On the Invariance of the Unitary Cost Model for Head Reduction (Long Version)

TL;DR

This paper proves that the unitary cost model remains invariant for head reduction in lambda calculus, extending previous results and using explicit substitutions to analyze reduction steps.

Contribution

It demonstrates the invariance of the unitary cost model specifically for head reduction, a case not previously established, using a novel linear calculus approach.

Findings

Unitary cost model is invariant for head reduction in lambda calculus.

Explicit substitutions facilitate the analysis of head reduction steps.

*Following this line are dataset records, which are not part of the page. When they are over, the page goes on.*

PR #259, opened 2018-06-27
ExpectoConfig: add C# compatible With* methods / Logging: add Task based Interface

0x53A:
As the C# sample project shows, it is already possible without too much fuzz to define Tests in C#.

But without the F# ``with`` expression, it is actually pretty hard to update the config.

This adds .With* methods, and also adds a way for C# code to define a Printer.

### DIFF
--- a/Expecto/Expecto.fs
+++ b/Expecto/Expecto.fs
@@ -810,7 +810,42 @@ module Impl =
           do! innerPrinter.summary c s
           tcLog "testSuiteFinished" [
             "name", "ExpectoTestSuite" ] } }
+    static member fromInterface (i : ITestPrinter) =
+      { beforeRun   = i.BeforeRun >> Async.AwaitTask
+        beforeEach  = i.BeforeEach >> Async.AwaitTask
+        passed      = fun n d -> i.Passed(n, d) |> Async.AwaitTask
+        info        = i.Info >> Async.AwaitTask
+        ignored     = fun n m -> i.Ignored(n, m) |> Async.AwaitTask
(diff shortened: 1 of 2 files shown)


Expecto/Expecto.fs
```diff
@@ -810,7 +810,42 @@ module Impl =
           do! innerPrinter.summary c s
           tcLog "testSuiteFinished" [
             "name", "ExpectoTestSuite" ] } }
+    static member fromInterface (i : ITestPrinter) =
+      { beforeRun   = i.BeforeRun >> Async.AwaitTask
+        beforeEach  = i.BeforeEach >> Async.AwaitTask
+        passed      = fun n d -> i.Passed(n, d) |> Async.AwaitTask
```
haf: This makes the async run-once instead of run-many. Better to do `async { return i.BeforeRun }` or the like (delaying the construction of the `Task` value).

haf:
Minor fix @0x53A before merge — but I think we can merge this with that change.

AnthonyLloyd:
@0x53A @haf it still needs to be moved to CSharp namespace.

0x53A:
I'll fix the async issue - good catch, thank you.

Which parts should be moved to the CSharp namespace? Just the interface? Or should I also move the with* methods to extension methods and the CSharp namespace?

I'll do it tomorrow, because I currently don't have internet at home.

AnthonyLloyd:
@0x53A Everything that is in Expecto.fs. I think it can all be extention methods. Thanks

0x53A:
Ok the two should be done.

Can you please take a look again?

Thank you both.

AnthonyLloyd:
Thank you very much!

PR #263, opened 2018-07-06
[WIP] upgrade fake

AnthonyLloyd:


baronfel:
I _think_ the problem is that the `mono` executable isn't being invoked when the full-framework build of the tests is going (see here: https://github.com/haf/expecto/blob/fbdddff2c4077092d7fb8443376cdc04d0e4bdc7/build.fsx#L109). you may need to alter the `Process.execSimple` call to have `mono` be the fileName and the project exe be just another argument.

Issue #269, opened 2018-08-03
For Task based tests, exceptions are printed twice


0x53A:
![grafik](https://user-images.githubusercontent.com/4236651/43632498-a0066d3c-9706-11e8-8d11-62dd033e0718.png)

adamchester:
Hi @0x53A, there is only one exception there (although it is an aggregate exception, so it contains one or more inner exceptions too), and the output is more or less what ToString() on the exception would generate.

Does this help?

0x53A:
Hi @adamchester, yes, the output is correct.

I didn't write it (I should have maybe elaborated a bit more instead of just posting a screenshot ;) ), but my intention was to propose to unwrap AggreagateExceptions.

This is really common and annoying with Task based tests from c#.

What do you think of https://github.com/haf/expecto/pull/270?

adamchester:
My preference is not to hide the fact that it’s wrapped in an aggregate exception, but I can understand the argument for cleaning it up a little.

AnthonyLloyd:
I think this does simply for single exceptions. Will accept.

0x53A:
@adamchester for reference, the above screenshot was from this source code:

```c#
                Runner.FocusedTestCase("focused async", async () => {
                    throw new IOException("Hello World!");
                }),
```

adamchester:
:+1:

PR #270, opened 2018-08-03
unwrap AggregateExceptions with a single inner exception

0x53A:
fixes https://github.com/haf/expecto/issues/269

after:

grafik


AnthonyLloyd:
Thanks!

PR #272, opened 2018-08-28
Fix `throwsT` message on no exception.

otto-gebb:
In case when the function provided to `throwsT` threw no exception a misleading assert message was shown mentioning an `AssertException`.

The added test would fail with the following message:

> Should have failed with message containing: "Expected f to throw." but failed with "
> Should throw null arg. Expected f to throw an exn of type System.ArgumentNullException, but one of type Expecto.AssertException was thrown."


AnthonyLloyd:
Perfect, thanks!

PR #274, opened 2018-09-06
Create test results directory

JonCanning:


haf:
Doesn't that possibly throw?

JonCanning:
I think the exceptions for `CreateDirectory` are quite legitimate no?

haf:
Yeah.

Thank you

PR #282, opened 2018-09-26
junit report: add option to treat errors like failures 

0x53A:
because gitlab can't yet handle errors.

grafik

grafik

--------------

see https://gitlab.com/gitlab-org/gitlab-ce/blob/master/lib/gitlab/ci/parsers/junit.rb#L45-52
and issue https://gitlab.com/gitlab-org/gitlab-ce/issues/51087

This also means that skipped tests aren't surfaced anywhere and are treated as successfull. Which isn't great, but I guess they didn't fail ...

The approach offers a new tool for studying cost model invariance in normalization strategies.

Abstract

The lambda calculus is a widely accepted computational model of higher-order functional pro- grams, yet there is not any direct and universally accepted cost model for it. As a consequence, the computational difficulty of reducing lambda terms to their normal form is typically studied by reasoning on concrete implementation algorithms. In this paper, we show that when head reduction is the underlying dynamics, the unitary cost model is indeed invariant. This improves on known results, which only deal with weak (call-by-value or call-by-name) reduction. Invariance is proved by way of a linear calculus of explicit substitutions, which allows to nicely decompose any head reduction step in the lambda calculus into more elementary substitution steps, thus making the combinatorics of head-reduction easier to reason about. The technique is also a promising tool to attack what we see as the main open problem, namely understanding for which normalizing strategies derivation complexity is an invariant cost model, if any.